PR #734, opened 2023-11-03
#731 - Set dcv multiplier to 0.201 for OPF deployed Predictoor contracts

### LINKED ISSUE #731: Set DCV multiplier to 0.201 for OPF deployed predictoor contracts
Set DCV multiplier to 0.201 for OPF deployed predictoor contracts

Related issue: [pdr-private#67](https://github.com/oceanprotocol/df-private/issues/67) to ensure correct mental model & calculations wrt DCV.

trizin:
Fixes #731

Changes proposed in this PR:

- Set DCV multiplier to 0.201 for OPF predictoor assets.
- Update tests accordingly.

### DIFF
--- a/.bumpversion.cfg
+++ b/.bumpversion.cfg
@@ -1,6 +1,0 @@
-[bumpversion]
-current_version = 0.0.4
-commit = True
-tag = True
-
-[bumpversion:file:setup.py]
--- a/Dockerfile
+++ b/Dockerfile
@@ -7,6 +7,7 @@ WORKDIR /app/df-py
 RUN python3.8 -m pip install --upgrade pip
 RUN python3.8 -m pip install .
 
+RUN apt-get update && apt-get install -y npm
 RUN npm install @openzeppelin/contracts
 ENV MUMBAI_RPC_URL="https://polygon-mumbai.infura.io/v3/"
 ENV OASIS_SAPPHIRE_RPC_URL="https://sapphire.oasis.io"
--- a/README.md
+++ b/README.md
@@ -256,3 +256,7 @@ How to fix:
 - Tactic: in barge console: `./cleanup.sh`
 - Tactic: in any console: `rm -rf ~/.ocean`
 - More tactics at [barge README](https://github.com/oceanprotocol/barge)
+
+
+## Release process (developers)
+In order to release a new version of df-py, simply create a new GitHub release. As opposed to other Ocean Protocol python repos, there is no need to use bumpversion.
--- a/setup.py
+++ b/setup.py
@@ -30,7 +30,6 @@ install_requirements = [
     "requests",
     "scipy",
     "types-requests",
-    "bumpversion",
     "black",
     "ocean-contracts==2.0.0a15",
 ]


df_py/util/constants.py
```diff
@@ -41,7 +41,7 @@
     23295: ["0xe02a421dfc549336d47efee85699bd0a3da7d6ff"],
 }
 PREDICTOOR_RELEASE_WEEK = 63
-PREDICTOOR_MULTIPLIER = 0.2
+PREDICTOOR_MULTIPLIER = 0.201
```
trentmc, line 44: Two general comments.

First: in `volume/calc_rewards.py` there's one function called `calc_rewards()_volume()` which then calls 'calc_rewards()` and directly returns its results. That's super confusing, and gets in the way of the next issues / fixes. Please rename these to be more precise.

Here's an idea: simply rename `calc_rewards()` to `_calc_rewards_volume()`. The `volume` makes it clear that it's about volume (vs general), the `_` makes it clear that it is not meant for external consumption (vs `calc_rewards_volume()` which is).

Second: The code around dcv_multiplier in `calc_rewards.py` & `constants.py` is too messy. It needs cleaning up. Details of issue:
- theres `calc_dcv_multiplier()` which was used as a soft ramp from inf to 1.0 to a value of 0.001. (And its final return value is 0.03 but is never used. Another bug.) It returns a scalar.
  - that scalar is passed into `calc_rewards()` then `_calc_rewards_USD()`
- then there's `contract_multipliers` dict which is is passed into `calc_rewards()`
  - then it's converted into an array M
  - which is then passed to  `_calc_rewards_USD()`
- and then there's more logic for multipliers in `calc_rewards_volume()`. 
  - whereas most of `calc_rewards_volume()` simply loads 5 CSVs of pre-calculated values, taking one line each, predictoor stuff takes up 7 lines (way too much real estate).
  - and ideally, it shouldn't have to detect whether predictoor csvs exist. 
- In short, with the logic scattered everywhere, it's hard to know what's happening

Re this messiness, I'd like to see all dcv_multiplier stuff in one place, or max two.

I recommend:
- `calc_rewards()` should input `DFweek`, not `DCV_multiplier`. 
- `_calc_rewards_USD()` should input `DFweek`, not `DCV_multiplier`. 
- inside `_calc_rewards_USD()`, within the loop for a given asset, it calls `calc_DCV_multiplier(DFweek:int, isPredictoor: bool)`
- then change `calc_DCV_multiplier()` logic to support the additional argument. Just hardcode the 0.201 there. Don't bother with PREDICTOOR_MULTIPLIER. 

Also:
-  `_calc_rewards_USD()` and its caller (`calc_rewards()`), and its caller (`calc_rewards_volume()`), will also need `isPredictoor` values. Basically, replace `M` (1d array) with `P` (1d array) (= is this nft a predictoor), and `contract_multiplier` (dict) with `predictoor_addrs' (set of addr).

I recognize that this will take a bit more work, and tests to be updated. But the result will be much cleaner and easier to understand

trentmc (changes requested):

df_py/util/constants.py
trentmc: OK

PR #743, opened 2023-11-09
Calculate and include timeframe and source in predictoor asset name

### LINKED ISSUE #742: Add timeframe to Predictoor Assets name
Right now it's hard to differentiate on the df-web side which is a 1h timeframe and which is a 1d timeframe asset. They are looking exactly the same.
I propose we also add the timeframe to the asset name so we know what's the difference.

trizin:
Fixes #742

Changes proposed in this PR:

- Calculate and include timeframe and source in predictoor asset name
- 
-

### DIFF
--- a/df_py/predictoor/queries.py
+++ b/df_py/predictoor/queries.py
@@ -125,7 +125,7 @@ def query_predictoor_contracts(chain_id: int) -> Dict[str, PredictContract]:
             timeframe = info["timeframe"]
             source = info["source"]
 
-            asset_name = f"{pair}-{timeframe}-{source}"
+            asset_name = f"{pair}-{source}-{timeframe}"
 
             contract_obj = PredictContract(
                 chain_id,


df_py/predictoor/queries.py
```diff
@@ -70,10 +119,18 @@ def query_predictoor_contracts(chain_id: int) -> Dict[str, PredictContract]:
                 continue
 
             nft_addr = contract["token"]["nft"]["id"]
+            info725 = contract["token"]["nft"]["nftData"]
+            info = info_from_725(info725)
+            pair = info["pair"]
+            timeframe = info["timeframe"]
+            source = info["source"]
+
+            asset_name = f"{pair}-{timeframe}-{source}"
```
trentmc, line 128: Please make it `f"{pair}-{source}-{timeframe}"`

(It should be like this everywhere, btw. Since pair and source are intrinsically bound to each other.)

trentmc (changes requested):

trentmc (approved):
lgtm

PR #769, opened 2023-11-21
#724 - Predictoor automate dispensing predictoor df

### LINKED ISSUE #724: [predictoor] Dispense predictoor DF
Right now, every Friday, we do "dispense passive rewards" (75k)

We also need to dispense predictoor DF rewards (37k) towards 0x086E7F0588755af5AF5f8194542Fd8328238F3C1  (on Ethereum)

During the week, those Ocean tokens will be bridged to Sapphire and then sent to DFBuyer.

trizin:
Fixes #724

Changes proposed in this PR:

- New dftool command `do_dispense_predictoor` + test
- Multisig function to transfer erc tokens to any address + test
- Renamed dispense passive to dispense rewards and added dispense predictoor command to dispense rewards every Friday.

### DIFF
--- a/.github/workflows/dispense_predictoor_rose.yml
+++ b/.github/workflows/dispense_predictoor_rose.yml
@@ -103,3 +103,26 @@ jobs:
         if: github.event_name == 'schedule'
         run: |
           ./dftool dispense_active $CSV_DIR 23294 --DFREWARDS_ADDR="0xc37F8341Ac6e4a94538302bCd4d49Cf0852D30C0" --TOKEN_ADDR="0x8Bc2B030b299964eEfb5e1e0b36991352E56D2D3" --PREDICTOOR_ROSE True
+
+      - name: Rename folder to round number
+        run: |
+          bash ./scripts/workflow_rename_folder.sh $now
+
+      - id: "auth"
+        uses: "google-github-actions/auth@v1"
+        with:
+          credentials_json: "${{ secrets.GC_SECRET }}"
+
+      - name: Set upload destination
+        run: |
+          if [[ "${{ github.event_name }}" == "schedule" ]]; then
+            echo "DESTINATION=df-historical-data" >> $GITHUB_ENV
+          else
+            echo "DESTINATION=df-historical-data-test" >> $GITHUB_ENV
+          fi
+
+      - id: "upload-folder"
+        uses: "google-github-actions/upload-cloud-storage@v1"
+        with:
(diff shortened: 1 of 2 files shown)


.github/workflows/dispense_rewards.yml
```diff
@@ -73,3 +73,17 @@ jobs:
         if: github.event_name == 'schedule'
         run: |
           ./dftool dispense_passive 1 0 $date
+
```
trentmc, line 76: The filenames in this directory are confusing. Renaming this file from dispense_passive -> dispense_active makes it worse. We need to get things consistent.

Currently, here are the relevant files, and their function:
- dispense_passive.yml / dispense_rewards.yml : Passive DF & Predictoor DF OCEAN?
- flow.yml: says "Dispense Active Rewards" but I think it's for Volume DF & Challenge DF?
- predictoor_rose.yml: rewards for Predictoor DF ROSE? 

Perhaps what's better:
- dispense_passive.yml : Passive DF
- dispense_volume.yml: Volume DF & Challenge DF (we could have had "challenge" in the name. But we'll turn off "challenge" shortly anyway; therefore this minimizes changes)
- dispense_predictoor_ocean.yml : Predictoor DF OCEAN
- dispense_predictoor_rose.yml: Predictoor DF ROSE

df_py/util/dftool_module.py
```diff
@@ -1084,6 +1084,41 @@ def do_dispense_passive():
     print("Dispensed passive rewards")
 
 
+# ========================================================================
+
+
+@enforce_types
+def do_dispense_predictoor():
```
trentmc, line 1091: Similar to the github actions filenames, we need better clarity on these method names.

It should be something like:
- do_dispense_passive
- do_dispense_volume (includes challenge, for now)
- do_dispense_predictoor_ocean
- do_dispense_predictoor_rose

OR
- do_dispense_passive
- do_dispense_active, which dispenses volume, challenge, predictoor ocean, and predictoor rose

trentmc (changes requested):

df_py/util/dftool_module.py
trentmc: Thanks for the info. 

OK we don't need `do_dispense_predictoor_rose`. Not worth it.

It seems that `do_dispense_predictoor_ocean` needs a better label, since it "Funds the account which will to bridge OCEAN to Sapphire" versus actually dispensing rewards.

trentmc (approved):

PR #770, opened 2023-11-22
Apply OOP to volume reward calculations.

### LINKED ISSUE #741: Volume reward calculation functions are cryptic
Context: https://github.com/oceanprotocol/df-py/pull/734#discussion_r1381826296

Trent:
First: in `volume/calc_rewards.py` there's one function called `calc_rewards()_volume()` which then calls 'calc_rewards()` and directly returns its results. That's super confusing, and gets in the way of the next issues / fixes. Please rename these to be more precise.

Here's an idea: simply rename `calc_rewards()` to `_calc_rewards_volume()`. The `volume` makes it clear that it's about volume (vs general), the `_` makes it clear that it is not meant for external consumption (vs `calc_rewards_volume()` which is).

Second: The code around dcv_multiplier in `calc_rewards.py` & `constants.py` is too messy. It needs cleaning up. Details of issue:
- theres `calc_dcv_multiplier()` which was used as a soft ramp from inf to 1.0 to a value of 0.001. (And its final return value is 0.03 but is never used. Another bug.) It returns a scalar.
  - that scalar is passed into `calc_rewards()` then `_calc_rewards_USD()`
- then there's `contract_multipliers` dict which is is passed into `calc_rewards()`
  - then it's converted into an array M
  - which is then passed to  `_calc_rewards_USD()`
- and then there's more logic for multipliers in `calc_rewards_volume()`. 
  - whereas most of `calc_rewards_volume()` simply loads 5 CSVs of pre-calculated values, taking one line each, predictoor stuff takes up 7 lines (way too much real estate).
  - and ideally, it shouldn't have to detect whether predictoor csvs exist. 
- In short, with the logic scattered everywhere, it's hard to know what's happening

Re this messiness, I'd like to see all dcv_multiplier stuff in one place, or max two.

I recommend:
- `calc_rewards()` should input `DFweek`, not `DCV_multiplier`. 
- `_calc_rewards_USD()` should input `DFweek`, not `DCV_multiplier`. 
- inside `_calc_rewards_USD()`, within the loop for a given asset, it calls `calc_DCV_multiplier(DFweek:int, isPredictoor: bool)`
- then change `calc_DCV_multiplier()` logic to support the additional argument. Just hardcode the 0.201 there. Don't bother with PREDICTOOR_MULTIPLIER. 

Also:
-  `_calc_rewards_USD()` and its caller (`calc_rewards()`), and its caller (`calc_rewards_volume()`), will also need `isPredictoor` values. Basically, replace `M` (1d array) with `P` (1d array) (= is this nft a predictoor), and `contract_multiplier` (dict) with `predictoor_addrs' (set of addr).

calina-c:
Closes #741.


df_py/volume/reward_calculator.py
```diff
@@ -0,0 +1,479 @@
...
+                -1
+                if owner_addr not in self.LP_addrs
+                else self.LP_addrs.index(owner_addr)
+            )
+
+        return S, V_USD, M, C
+
+    @freeze_attributes
+    @enforce_types
+    def _calc_usd(self) -> np.ndarray:
```
trentmc, line 152: Rename to _calc_rewards_usd().

(It should have always been this, but now's a great time to do so.)

df_py/volume/reward_calculator.py
```diff
@@ -0,0 +1,479 @@
...
+
+
+def _calc_dcv_multiplier(DF_week: int) -> float:
+    if DF_week < 9:
+        return np.inf
+
+    if 9 <= DF_week <= 28:
+        return -0.0485 * (DF_week - 9) + 1.0
+
+    return 0.001
```
trentmc, line 444: It's confusing to have two routines, with names "calc_dcv_multiplier" and "_calc_dcv_multiplier".

I recommend to merge into a single routine.

df_py/volume/reward_calculator.py
```diff
@@ -0,0 +1,479 @@
...
+
+
+def calc_volume_rewards(
```
trentmc, line 447: We still seem to have two methods to calculate volume rewards:
- "calc_volume_rewards()" -- csvs in, dict out. (Loads csvs then calls RewardCalculator.calculate)
- "RewardCalculator.calculate()" -- dicts in, dict out

Datapoint: dftool_module.py does lots of csv loading & saving. That was the intent. Therefore calc_volume_rewards() violates the intent. 

There are two possible fixes.

Candidate A:
- move {loading of csvs, calc of prev week & cur_week} from calc_volume_rewards() into dftool_module.py
- have dftool_module _directly_ call RewardCalculator.calculate()
- (and therefore deprecated calc_volume_rewards()) directly

Candidate B:
- rename "calc_volume_rewards()" to calc_volume_rewards_from_csvs()
- create a new method "calc_volume_rewards_from_dicts()" which is a one-line pass-through to RewardCalculator.calculate().

I believe Candidate B will play better with the unit tests, because then you can easily test csv-based and non-csv-based flows.

df_py/volume/reward_calculator.py
```diff
@@ -0,0 +1,479 @@
...
+    MAX_N_RANK_ASSETS,
+    PREDICTOOR_MULTIPLIER,
+    RANK_SCALE_OP,
+)
+from df_py.volume import allocations
+from df_py.volume import cleancase as cc
+from df_py.volume import csvs, to_usd
+
+# Weekly Percent Yield needs to be 1.5717%., for max APY of 125%
+TARGET_WPY = 0.015717
```
trentmc, line 25: This should get moved to util.constants.

trentmc (changes requested):

df_py/volume/reward_calculator.py
calina-c: this was done for easier testing, but I managed to find a workaround and I will merge them.

df_py/volume/reward_calculator.py
calina-c: it was like that... I renamed it because I needed some clarity, but I renamed it back :)

df_py/volume/reward_calculator.py
calina-c: I implemented candidate B, and so added back the calc_rewards.py file for conformity with the other modules, containing calc_volume_rewards_from_csvs. However, I don't think calc_volume_rewards_from_dicts is needed, since it would be just a call to RewardCalculator().calculate(). Direct usage of the dict-based calculations is only done in tests, so I think adding an entrypoint like this would not be worth its code.

df_py/volume/calc_rewards.py
```diff
@@ -1,505 +1,54 @@
...
-    for reward_dict in reward_dicts:
-        for key, value in reward_dict.items():
-            merged_dict[key] = merged_dict.get(key, 0) + value
-
-    return merged_dict
-
-
-def calc_rewards_volume(
-    CSV_DIR, START_DATE, TOT_OCEAN, DO_PUBREWARDS=DO_PUBREWARDS, DO_RANK=DO_RANK
+def calc_volume_rewards_from_csvs(
```
trentmc, line 13: This function in line with what we discussed, great.

I just realized: it makes sense to make it csv-in _and_ csv_out.

If you look at dftool_module.py, right after this function is called, it calls:
```python
        csvs.save_volume_rewards_csv(rewperlp, csv_dir)
        csvs.save_volume_rewardsinfo_csv(rewinfo, csv_dir)
```

To me, it makes sense to put those into the function too.

----

And then: make this function call a non-csv version of the function: `calc_volume_rewards()` which is a super-thin wrapper of the OO implementation. I'd put `calc_volume_rewards()` in this module as well (calc_rewards.py).

Then the functions' roles and their naming is obvious:
- calc_volume_rewards_from_csvs
- calc_volume_rewards

df_py/volume/reward_calculator.py
```diff
@@ -0,0 +1,438 @@
...
+                    LP_addrs.add(LP_addr)
+
+        return sorted(LP_addrs)
+
+    @freeze_attributes
+    @enforce_types
+    def _get_predictoors(self) -> Dict[int, List[str]]:
+        """
+        @return
+          predictoors -- dict of (chainID, list of nft_addrs)
```
trentmc, line 363: First: the name of this method is misleading. "Predictoors" are the people making predictions, or the bots that they're running. This method isn't returning predictoors. It's returning the contracts for the prediction feeds. 

To fix, while being aligned with query.py naming, I recommend renaming this method to: `_get_predictoor_contracts()`.

----
Next: It has super-important filtering behavior that's not obvious from its description or implementation.

I recommend to add to the description, something like:

```python
"""
@notes 
  This will only return the prediction feeds that are owned by DEPLOYER_ADDRS, due to functionality of query_predictoor_contracts().
"""
```

----
And, I see that `queries.py::query_predictoor_contracts()` doesn't have a similar note in its description. It should. Please add one.

----

Finally, I couldn't find a unit test for this method. It should have one. It could be simple, by mocking the call to `queries.py::query_predictoor_contracts()`.  

----
One more thing: are there other new functions or methods without unit tests? If yes, let's write basic tests for them too.

trentmc (changes requested):

df_py/volume/reward_calculator.py
calina-c: @trentmc the filtering does not only return feeds owned by deployer addrs. It only uses the keys of deployer addrs, which is the list of chain ids where predictoor contracts are deployed. It is useless and error-prone to query contracts on chains where they are not deployed. I just added this to clarify.

In regards to unit tests, I think only this new function requires testing, otherwise the behaviour is tested (previous tests were adapted).

trentmc: Um, I'm pretty sure it _does_ filter. (If it doesn't, it's a bug.)

From `queries.py::query_predictoor_contracts()`:
```python
        for contract in predictoor_contracts:
            owner = contract["token"]["nft"]["owner"]["id"]
            if chain_id != DEV_CHAINID and owner not in DEPLOYER_ADDRS[chain_id]:
                continue
```

df_py/volume/reward_calculator.py
trentmc: OK

df_py/volume/calc_rewards.py
```diff
@@ -1,505 +1,92 @@
...
+    )
 
-    for reward_dict in reward_dicts:
-        for key, value in reward_dict.items():
-            merged_dict[key] = merged_dict.get(key, 0) + value
+    csvs.save_volume_rewards_csv(rewperlp, str(csv_dir))
+    csvs.save_volume_rewardsinfo_csv(rewinfo, str(csv_dir))
 
-    return merged_dict
+    return rewperlp, rewinfo
```
trentmc, line 57: This should not return anything in memory, because its "return" value is the csvs. Please remove.

Csv in, csv out, that's all.

df_py/volume/calc_rewards.py
trentmc: It's great to see these two functions side-by-side.

Now that I see them, they have some duplicate logic on handling defaults. DRY violation. And it's not consistent, only some logic is duplicated, not all.

I recommend: make the csvs function just a pass-through to the non-csvs function. All that csvs should do is:
- load csvs
- call non-csv function
- save csvs. 

Then have the non-csvs function handle the defaults. Basically, all the functionality that was in the csvs function should be in the non-csvs function:
```python
    prev_week = 0
    if start_date is None:
        cur_week = get_df_week_number(datetime.now())
        prev_week = cur_week - 1
    else:
        prev_week = get_df_week_number(start_date)

    if tot_ocean is None:
        tot_ocean = 0.0

    if do_pubrewards is None:
        do_pubrewards = DO_PUBREWARDS

    if do_rank is None:
        do_rank = DO_RANK
```

trentmc (changes requested):
Very close! 5 min of changes left, probably. :)

df_py/volume/reward_calculator.py
```diff
@@ -0,0 +1,443 @@
...
+
+        @notes
+          The keys in DEPLOYER_ADDRS are the chain ids
+          where predictoor contracts are deployed.
+          There is no point in query-ing on other chains
+        """
+        chainIDs = list(self.stakes.keys())
+        predictoors: Dict[int, List[str]] = {chain_id: [] for chain_id in chainIDs}
```
trentmc, line 371: Recall "predictoors" and "prediction contracts" are very different things. Predictoors are the people making predictions (or their bots). Predictoor contracts are the ERC20 datatoken contracts for prediction feeds.

You've already renamed from `get_predictoors()` to `get_predictoor_contracts()`. Great!

I guess I could have been more explicit about the other changes needed. They include:
- In `get_predictoor_contracts()` code: variable `predictoors` -> `predictoor_contracts`
- In `get_predictoor_contracts()` docstring: variable `predictoors` -> `predictoor_contracts`
- Attribute `self.predictoors` -> `self.predictoor_contracts`
- More? Please check

trentmc (changes requested):

trentmc (approved):

PR #777, opened 2023-11-30
Replace ganache hardfork var name.

calina-c:


calina-c:
var name will be replaced again in barge itself.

> **Work request**:
Only lines of the material that contain the word "queries" belong in the answer; copy each one.

> **Answer section**:
--- a/df_py/predictoor/queries.py
+++ b/df_py/predictoor/queries.py
df_py/predictoor/queries.py
And, I see that `queries.py::query_predictoor_contracts()` doesn't have a similar note in its description. It should. Please add one.
Finally, I couldn't find a unit test for this method. It should have one. It could be simple, by mocking the call to `queries.py::query_predictoor_contracts()`.  
From `queries.py::query_predictoor_contracts()`:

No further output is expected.